Tennis is a game of precision.
Take a serve. The best players in the world can hit a small yellow ball and make it travel 130 miles per hour to a spot the size of a matchbook in the ad court. Or return it such that the ball skims a two-inch line for a winner.
Novak Djokovic may not have deliberately aimed at the linesperson behind him when he whipped the ball back, but that’s hardly an excuse. The Serbian player has made a career of knowing the power that a tennis ball can have on clay, grass and hardcourts. So the effect that that ball can have when it goes from the face of his racket to a human throat should not have been surprising.
Cause meets effect. He had to be disqualified.
Even Djokovic understood.
“This whole situation has left me really sad and empty,” he wrote on his Instagram page. “I checked on the linesperson and the tournament told me that thank God she is feeling ok. I’m extremely sorry to have caused her such stress. So unintended. So wrong.”
Would this have possibly happened in a normal year, where Roger Federer and Rafael Nadal were waiting for him deeper in the draw instead of opting out of the U.S. Open in a sports year hollowed out by the coronavirus? Where the resulting fractures put the Open in the middle of a three-Slam season? Where a New York state, ravaged by the virus, didn’t require strict adherence to the odd concept of a Tier I bubble?
There is a routine to the tennis calendar, but that rhythm has been disrupted. It also has allowed chaotic elements to creep in like the allegorical storms caused by a butterfly’s wings. If you change one thing, and then another, the breakdown of order and discipline can lead to unexpected places.
Like yesterday in Flushing, where an irresponsible flick of Djokovic’s racket after a lost point sent a linesperson crumbling to the court.
Djokovic, ranked No. 1 in the world and winner of 17 Grand Slam titles, has tried to step into a leadership role that his excellence on the court provides. After the pandemic, he put together a series of events near his home and called it the Adria Tour. It was meant to prove the concept of live events in the wake of the coronavirus’s devastating impact on Europe. Instead, it prompted an outbreak.
Photos emerged of tour participants at nightclubs and clasping hands post-match at the net. It was all stupidly done, completely overlooking life as it now is compared to how it once was. How we want it to be. Djokovic, Grigor Dimitrov, Borna Coric and Viktor Troicki (seen in photo below) all tested positive.
“I know that the intentions were right and correct,” Djokovic told the New York Times in the lead up to the U.S. Open, “And if I had the chance to do the Adria Tour again, I would do it again.”
Further denting his leadership credentials, Djokovic expressed reluctance to take a potential coronavirus vaccine if required for ATP Tour players.
This is all happening as Djokovic and Vasek Pospisil are planning a breakaway men’s players association, an idea that picked up steam after earlier in the pandemic there was discussion of merging the men’s and women’s tour to offset losses. There are still men in tennis who resent the idea that women earn the same paycheck for Grand Slam wins. So the new player’s club? No girls allowed.
Big picture, this has not been Djokovic’s year.

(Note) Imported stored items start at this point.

Issue #209, opened 2020-09-21
Fix warnings in clang 10 build


jamiebramwell:
After the last expression template update, some warnings popped up in the clang 10 build.

```
/usr/workspace/bramwell/gitspaces/serac/src/physics/../numerics/vector_expression.hpp:119:75: warning: operator '?:' has lower precedence than '+'; '+' will be evaluated first [-Wparentheses]
  const long long per_proc = (SIZE / num_procs) + (SIZE % num_procs != 0) ? 1 : 0;
                             ~~~~~~~~~~~~~~~~~~~~~~~~~~~~~~~~~~~~~~~~~~~~ ^
/usr/workspace/bramwell/gitspaces/serac/tests/expr_templates.cpp:62:3: note: in instantiation of function template specialization 'serac::evaluate<serac::internal::BinaryVectorExpr<mfem::Vector &, mfem::Vector &, std::plus<double> > >' requested here
  evaluate(lhs + rhs, expr_result, MPI_COMM_WORLD);
  ^
/usr/workspace/bramwell/gitspaces/serac/src/physics/../numerics/vector_expression.hpp:119:75: note: place parentheses around the '+' expression to silence this warning
  const long long per_proc = (SIZE / num_procs) + (SIZE % num_procs != 0) ? 1 : 0;
                                                                          ^
                             (                                           )
/usr/workspace/bramwell/gitspaces/serac/src/physics/../numerics/vector_expression.hpp:119:75: note: place parentheses around the '?:' expression to evaluate it first
  const long long per_proc = (SIZE / num_procs) + (SIZE % num_procs != 0) ? 1 : 0;
                                                                          ^
                                                  (                              )
```

PR #210, opened 2020-09-21
Update vector_expression.hpp

samuelpmishLLNL:
see #209

### DIFF
--- a/src/numerics/vector_expression.hpp
+++ b/src/numerics/vector_expression.hpp
@@ -116,7 +116,7 @@ void evaluate(const VectorExpr<T>& expr, mfem::Vector& result, MPI_Comm comm)
   double* result_arr = result;
 
   // If the array size is not divisible by # elements, add one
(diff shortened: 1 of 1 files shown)


joshessman-llnl:
The intent was actually that the parentheses go the other way - the partitioning was intended to add one if the vector size is not evenly divisible by the number of processes, i.e.
```cpp
const long long per_proc = (SIZE / num_procs) + ((SIZE % num_procs != 0) ? 1 : 0);
```

I was working on another semi-related change to the parallelized evaluation, but I don't have a problem with merging this in first.

samuelpmishLLNL:
Oh, I guess I misunderstood! Can't you just do ` (SIZE / num_procs) + (SIZE % num_procs != 0)` then?
In CUDA we usually write this as `(SIZE + num_procs + 1) / num_procs`. I'm not sure which is the clearest.

samuelpmishLLNL:
if you've got another related change, I'll just close this PR! I was just looking at the repo during an earlier meeting.

PR #212, opened 2020-09-21
Add high order compressed ParaView output type

jandrej:


src/physics/utilities/solver_config.hpp
```diff
@@ -20,6 +20,7 @@ namespace serac {
 enum class OutputType
 {
   GLVis,
+  ParaView,
```
jamiebramwell, line 23: A test for this output type is needed.

src/physics/base_solver.cpp
```diff
@@ -118,6 +118,20 @@ void BaseSolver::initializeOutput(const serac::OutputType output_type, const std
       break;
     }
 
+    case serac::OutputType::ParaView: {
```
jamiebramwell, line 122: Does this require any extra dependencies?

jandrej: No, its self contained in mfem. It just outputs text through a stream.

src/physics/utilities/solver_config.hpp
jandrej: Yes, which example would be good to change the output type on?

jamiebramwell: Hmmm, really any of them is fine. Maybe one of the glvis ones (thermal-explicit?) to help clean out the output in the test directory?

src/physics/base_solver.hpp
```diff
@@ -204,6 +204,11 @@ class BaseSolver {
    */
   int order_;
 
+  /**
+   * @brief ParaView data collection pointer
+   */
+  std::unique_ptr<mfem::ParaViewDataCollection> pv_dc_;
```
joshessman-llnl: Instead of having separate variables for different types of data collection, it might be preferable to have a 
`std::unique_ptr<mfem::DataCollection>`.

I have something similar implemented here: https://github.com/LLNL/serac/pull/88/files (branch is waiting on an Axom PR)

jamiebramwell:
LGTM

white238 (approved):

jamiebramwell:
LGTM

jamiebramwell (approved):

This U.S. Open and its lack of star power was like being spotted half-a-field closer to the goal for someone with Djokovic’s abilities. But these missteps have been of his own making, his inability to capitalize on a role that he has earned through his play.
“As for the disqualification,” Djokovic said, “I need to go back within and work on my disappointment and turn this all into a lesson for my growth and evolution as a player and human being.”
It was not angry, or defensive, unlike many who might find themselves in a similar situation. At the end, Djokovic had found the right approach.